I know that if X is locally compact and Hausdorff, then any non-empty open set $S$ contains a non-empty closed set. I know this to be the case because a locally compact space is a regular space, in which the claim holds.
But why does any open $S$ contain a non-empty open set whose closure is compact and contained in $S$?
Context: a version of this is claimed at the beginning of the proof of the Baire category theorem in Rudin's Functional Analysis text.

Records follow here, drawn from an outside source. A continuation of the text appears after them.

PR #192, opened 2023-05-19
feat: Add tutorial on managing cloud objects with Ansible

colder-is-better:
We introduce a tutorial on Ansible, guiding the reader through creating and managing various Cleura Cloud objects like keypairs, networks, and servers. We also instruct the user to update a server, automatically reboot if necessary, and install a Systemd service. Finally, the user is instructed to delete Cleura Cloud objects --- always with the help of Ansible.

### DIFF
--- a/docs/tutorials/.pages
+++ b/docs/tutorials/.pages
@@ -1,0 +1,4 @@
+title: "Tutorials"
+nav:
+  - index.md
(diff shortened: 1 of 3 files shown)


colder-is-better:
Ahem, this should go to The Academy (TM) instead :/

PR #179, opened 2023-04-14
fix: Update Ceph version name in Kna1 region

colder-is-better:
Ceph Quincy is now deployed and available in all public cloud regions, including Kna1.

PR #193, opened 2023-05-21
fix: Update Ceph version in Sto2HS region

colder-is-better:
Ceph Quincy is now deployed and available
in Sto2HS region, in the compliant cloud.


colder-is-better:
> Here now, the "fix" that I erroneously added to #179, and which I had to revert in #183, actually applies. :)

It sure does :)

fghaas (approved):

PR #198, opened 2023-06-29
feat: Document image usage in our regions

noonedeadpunk:
With introduction of automatic image rotation we should describe
new naming convention that users may rely on when searching or
reffering to some image in their automation toolings.


fghaas:
This is good information, but a substantial portion of it doesn't belong into a reference page but into a Howto instead. Is it OK with you if we grab this one and take it from here?

noonedeadpunk:
Yes, totally, feel free to, was just trying to help out a bit. Also had doubts if it's reeference or not, but wasn't able to come up where to split these 2.

fghaas:
Closing this one, it's been superseded by #208.

Issue #508, opened 2016-11-07
Adding magCIF support


mkhorton:
## Summary

magCIF is a relatively new standard (2014) for storing structures of magnetic materials. Adding magCIF functionality to pymatgen would be useful to (a) be able to incorporate existing magCIF structures into a Materials Project workflow and (b) to allow easier visualisation of magnetically ordered structures.

I've created this issue just to check to see if anybody had already started working on this, and also to ask for general feedback on the functionality.

## Suggested solution 

I was going to:

(1) Add read support, to go from the magCIF file to a Structure object + its associated MAGMOM tag, provided that the magCIF file has ` _atom_site_moment_` information included. This should hopefully be straight-forward given that pymatgen already supports CIF.

(2) Add partial write support, to visualise Structure objects with their magnetic moments. This would write a magCIF file without any magnetic symmetry information (i.e. with primitive magnetic symmetry), but including `_atom_site_moment_` information. JMol, VESTA, etc. already support magCIF, so this could be useful for visualisation.

(3) Add full write support. To do this, we'd have to add detection of magnetic symmetry groups to pymatgen, which seems like a much larger problem for a future date... (I know spglib has partial support for collinear magnetic symmetry, but adding support for detection of any arbitrary (non-collinear) magnetic ordering seems like it's going to be a bigger task, though worth doing?).

Any feedback is welcome!

All the best,

Matthew

(p.s. To introduce myself briefly: I'll be joining Prof Persson's group at LBNL in February, and will be working on magnetic materials. As such, if there's any magnetic functionality that would be useful to add to pymatgen, please get in touch! MKHorton@lbl.gov)

shyuep:
All this sounds good. I await your pull request!

mkhorton:
Just to update on this, I've got a `MagCifWriter` and `MagCifParser` in testing, and also a `MagSymmOp` and I'm working on a magnetic version of `SpaceGroup` too (have constructed a JSON file from a magnetic space groups data file which we have permission to use) – this will hopefully enable an equivalent `Structure.from_magnetic_spacegroup()` method. When this is all further along in development I'll submit a PR for code review.

However, there have been a few issues that might need clarifying:

* As I can see, there are currently three representations in use for magnetic moments/spin in pymatgen. There's the list of scalar magmoms, there's the vector (list of lists) magmoms used by `MPSOCSet`, and there's the individual spin attribute on a Specie.

[...]

PR #604, opened 2017-03-04
Proposal for Magmom class

mkhorton:
## Summary

New proposal for `electronic_structure.core.Magmom` class to simplify working between scalar and vector-type magnetic moments for collinear and non-collinear electronic structure calculations.

Internally implements a spin quantization axis, following exactly the specification of `SAXIS` tag in VASP documentation.

Should give unsurprising results:

* if you want to use it as a scalar Magmom, e.g. `m = Magmom(5.0)`, this will work as expected with `float(m)` giving `5.0`

* if you want to use it as a list-type Magmom, e.g. `m = Magmom([1.0, 2.0, 3.0])`, this should also work as expected with `m[0]` giving `1.0`

* if you want to use a custom `SAXIS`, you can either use `m = Magmom([1, 2, 3], saxis=[1,1,1])` or you can use `m = Magmom([1,2,3])` and `m.get_moment(saxis=[1,1,1])`.

There also exist static helper methods such as:

* `Magmom.are_collinear(magmoms)` to check if a list of magmoms are collinear

* `Magmom.get_consistent_set_and_saxis(magmoms)` to return a list of magmoms with the same spin axis, and the spin axis itself to be used with VASP's `SAXIS` tag

For existing structures, can update `magmoms` with `[Magmom(m) for m in magmoms]` if any of the new functionality is required.

Would also simplify use and implementation of `MagCifParser` (#508). In particular, `MagCifParser` will always output a Structure with vector magmoms. However, for those structures which have collinear spin, a collinear approximation can be used with scalar magmoms, and `[float(m) for m in magmoms]` will give the correct values in this instance even in the case of e.g. antiferromagnetic structures. Additionally, `MagCifParser` and `MagCifWriter` need to read/write magmoms in terms of crystal axes, which is made possible by this new class.

PR is submitted for comments / code review. Feedback appreciated!

None

## TODO (if any)

* ~~Further testing.~~
* ~~Implement `get_moments_relative_to_crystal_axes` method used by `MagCifWriter`.~~
* Code review.
* (Future) If/when `Magmom` class is more mature, could change `io.vasp` to use it by default.


shyuep:
Many thanks. Sorry for the lateness in merging. I was thinking if there are better ways to structure the class. For now, this looks great!

mkhorton:
No problem at all, I'm not convinced this is the best way of doing it either, but I think it works for now. Thanks for merging!

shyuep:
I have just pushed a bunch of changes to simplify the implementation a little. I understand the rationale for making it immutable, but for now, let's just let it flow a little.

shyuep:
If you really want to make it immutable, you probably should subclass a namedtuple and add the relevant functions needed.

mkhorton:
Okay, that sounds good, thanks for the clean-up! I'm completely fine with it being mutable, I don't have strong feelings either way in that regard.

(The write-only numpy arrays were probably a bit heavier than necessary anyway, I tried using them to simplify performing vector operations elsewhere, but maybe named tuples would have been better.)

PR #619, opened 2017-03-14
remain site_properties if exist when replace Element

specter119:
## Summary

remain site_properties if exist when replace Element

### DIFF
--- a/pymatgen/core/structure.py
+++ b/pymatgen/core/structure.py
@@ -2347,6 +2347,7 @@ class Structure(IStructure, collections.MutableSequence):
             frac_coords = self._lattice.get_fractional_coords(coords)
         else:
             frac_coords = coords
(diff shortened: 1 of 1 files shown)


shyuep:
This does not make sense. If you replace an element, the likelihood is that the site properties will change.

shyuep:
Also, the tests failed.

specter119:
Yes, I see it, sorry.

2017年3月15日 00:11，"Shyue Ping Ong" <notifications@github.com>写道：

This does not make sense. If you replace an element, the likelihood is that
the site properties will change.

—
You are receiving this because you authored the thread.
Reply to this email directly, view it on GitHub
<https://github.com/materialsproject/pymatgen/pull/619#issuecomment-286472130>,
or mute the thread

PR #620, opened 2017-03-15
Toec new

montoyjh:
## Minor edits to elastic tensor

Fixes a few issues in elasticity related to using a tolerance for independent deformation finding and summary output for derived properties.

* Elastic tensors can return a dictionary of derived properties and structure-derived properties
* Independent strain-deformation finding uses a tolerance criteria, rather than a strict non-zero criteria
* Updated unit tests


montoyjh:
I'm going to close this for now, want to do a bit more refactoring of the Strain functionality.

Edit: the definition of local compactness that I'm familiar with: $X$ is locally compact if for all $x \in X$ there exists an open set containing $x$ whose closure is compact in $X$.
Best Answer
It is more basic: because every compact subset of an Hausdorff space is closed. Follow your nose: if $K$ is said compact and $X$ is the space, take $p \in X \setminus K$. By Hausdorffness, for each $x \in K$ there are open sets $U_x$ and $V_x$ such that $x \in U_x$, $p \in V_x$ and $U_x \cap V_x = \varnothing$. Then $\{ U_x \}_{x \in K}$ covers $K$, and by compactness it suffices to take a finite subcover $\{U_{x_i}\}_{i \in F}$, with $F$ finite. Then $\bigcap_{i \in F} V_{x_i}$ is an open set containing $p$, and $\bigcap_{i \in F} V_{x_i}\subseteq X \setminus K$. So $X \setminus K$ is open and $K$ is closed.
To justify why $\bigcap_{i \in F}V_{x_i} \subseteq X \setminus K$, assume that $y \in K \cap V_{x_i}$ for all $i \in F$. Then $y \not\in U_{x_i}$ for any $i$, and so $y \not\in \bigcup_{i \in F}U_{x_i}$. So $y \not\in K$, contradiction.